Alguien tendria el esquema de un adaptador de disquetera de 3,5 a IDE o aun mejor de 3,5 a USB. Se lo agradeceria se q existen las disqueteras USB pero lo que realmente necesito es Un adaptador no la disquetera en si. Muchas gracias. Espero que alguien lo sepa.


----------



## joeblack (Nov 28, 2005)

no entiendo realmente que quieres hacer pero por lo general en elmercado hay muchos convertidores de USB a serial o viceversa pero si fueras mas explicito tal vez se comprenderia mas tu nesecidad.


----------



## Klux (Nov 29, 2005)

Gracias por responder Joeblack. Por motivos q no vienen el caso lo q intento es covertir una antigua disketera de 5 y !/4 a usb o a IDe Xq tengo una caja externa que pasa unidades de Cd/Dvd a IDE pero no de Cable floppy a usb, de ahi q este interesado en un adaptador del cable flopy al Ide o directamente del cable Floppy a USb (supongo q este sera el más factible) pero por más vueltas q le he dao a internet no encuentro las correspondencias entre los cables si es q las hay ni ningun fotoilito para el circuito q supongo sera necesario para pasar a disquetera a USB. Muchas Gracias por todo.


----------



## maunix (Dic 5, 2005)

Klux dijo:
			
		

> Gracias por responder Joeblack. Por motivos q no vienen el caso lo q intento es covertir una antigua disketera de 5 y !/4 a usb o a IDe Xq tengo una caja externa que pasa unidades de Cd/Dvd a IDE pero no de Cable floppy a usb, de ahi q este interesado en un adaptador del cable flopy al Ide o directamente del cable Floppy a USb (supongo q este sera el más factible) pero por más vueltas q le he dao a internet no encuentro las correspondencias entre los cables si es q las hay ni ningun fotoilito para el circuito q supongo sera necesario para pasar a disquetera a USB. Muchas Gracias por todo.

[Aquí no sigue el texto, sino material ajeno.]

PR #3790, opened 2024-08-10
MAINT: Add timeout to run_tests

connortann:
I noticed one recent test run timeout after 6 hours (having seemingly hung), so I propose adding a timeout to fail after a shorter time.

At present the slowest job (Windows) takes ~18 minutes, so I think 40 mins should provide plenty of leeway.


connortann:
I will go ahead and merge this one, as I'm a bit worried about accidentally burning through lots of GitHub actions hours on current PRs. Each "hang" event currently uses 6 hours per job :S

Nonetheless I'd appreciate a quick review indeed retrospect :)

PR #3791, opened 2024-08-11
MAINT: Add tests for scatter plot

connortann:
## Overview

Adds unit tests for `shap.plots.scatter`

Supports #3804


tests/plots/test_scatter.py
```diff
@@ -0,0 +1,52 @@
...
+import shap
+
+
+@pytest.mark.mpl_image_compare
+def test_scatter_single(explainer):
+    explanation = explainer(explainer.data)
+    shap.plots.scatter(explanation[:, "Age"], show=False)
+    fig = plt.gcf()
+    plt.tight_layout()
+    return fig
```
thatlittleboy, line 13: Can you also add a test for the multiple columns variant of scatter plot?

tests/plots/test_summary.py
```diff
@@ -123,16 +123,18 @@ def test_random_summary_with_log_scale():
...
 
-def test_summary_plot_with_multiclass_model():
+@pytest.mark.parametrize("background", [True, False])
+def test_summary_binary_multiclass(background):
     # See GH #2893
     lightgbm = pytest.importorskip("lightgbm")
-    num_examples, num_features = 20, 3
-    X = np.random.uniform(size=[num_examples, num_features])
-    y = np.random.choice([0, 1], size=num_examples)
+    num_examples, num_features = 100, 3
```
connortann, line 130: To provide a bit of context: this change isn't strictly related to the scatterplot, but I noticed this test was throwing warnings due to zero SHAP values being plotted, so I fixed it up by increasing the number of examples slightly.

tests/plots/test_scatter.py
connortann: Good suggestion, done.

One bit that remains uncovered by tests is plotting interaction values, in this block:
https://github.com/shap/shap/blob/a82f014a5cbc08f9ae3ece6ad2b08a603dc2cb48/shap/plots/_scatter.py#L250-L251

 I couldn't work out the correct input data to invoke this functionality , so if you know how to do this that would make for a useful follow-up PR.

thatlittleboy: > I couldn't work out the correct input data to invoke this functionality

I took a glance, neither could I. Isn't it dead code though, since `ind=0` is set at the beginning, then `convert_name(ind,...)` will return 0 since it's not a string. It looks awfully like dead code, but let's leave this for a future PR.

---

ps: I just noticed in our docstrings, we only mentioned single column. Let's edit this as well while we're at it? We technically support multiple columns + the behaviour is tested now.

image

connortann: Good shout, done.

thatlittleboy (approved):
sorry this took a while, lgtm

seal-of-approval-seal

PR #3792, opened 2024-08-11
MAINT: Improved isolation and cleanup of matplotlib tests 

connortann:
Improved isolation of matplotlib tests:
- Call `plt.close()` _after_ each test, rather than before
- Moves the matplotlib fixture to the top level, as there are some plotting tests outside of `tests/plots`
- Set the matplotlib backend in the fixture, rather than as an import-level side-effect in various places.
- Ensures `show=False` is passed, to fix test warnings about plotting in a non-interactive environment

### DIFF
--- a/tests/conftest.py
+++ b/tests/conftest.py
@@ -8,6 +8,7 @@ try:
 except ImportError:
     pass
 
+import matplotlib.pyplot as plt
 import numpy as np
 import pytest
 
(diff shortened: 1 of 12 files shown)


thatlittleboy (approved):
nice use of `plt.rc_context()`!

singapore-nsp-thumbsup-man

La verdad no he visto nada parecido a lo que mencionas.  Creo que estamos hablando de tecnología que hace 10 años atrás se dejó de usar y eso ... en electrónica... es una eternidad.  Es por ello que salvo que encuentres a algún apasionado por las unidades 5 1/4" y que la quiera seguir usando... creo que lo tendrás que hacer tu mismo.


----------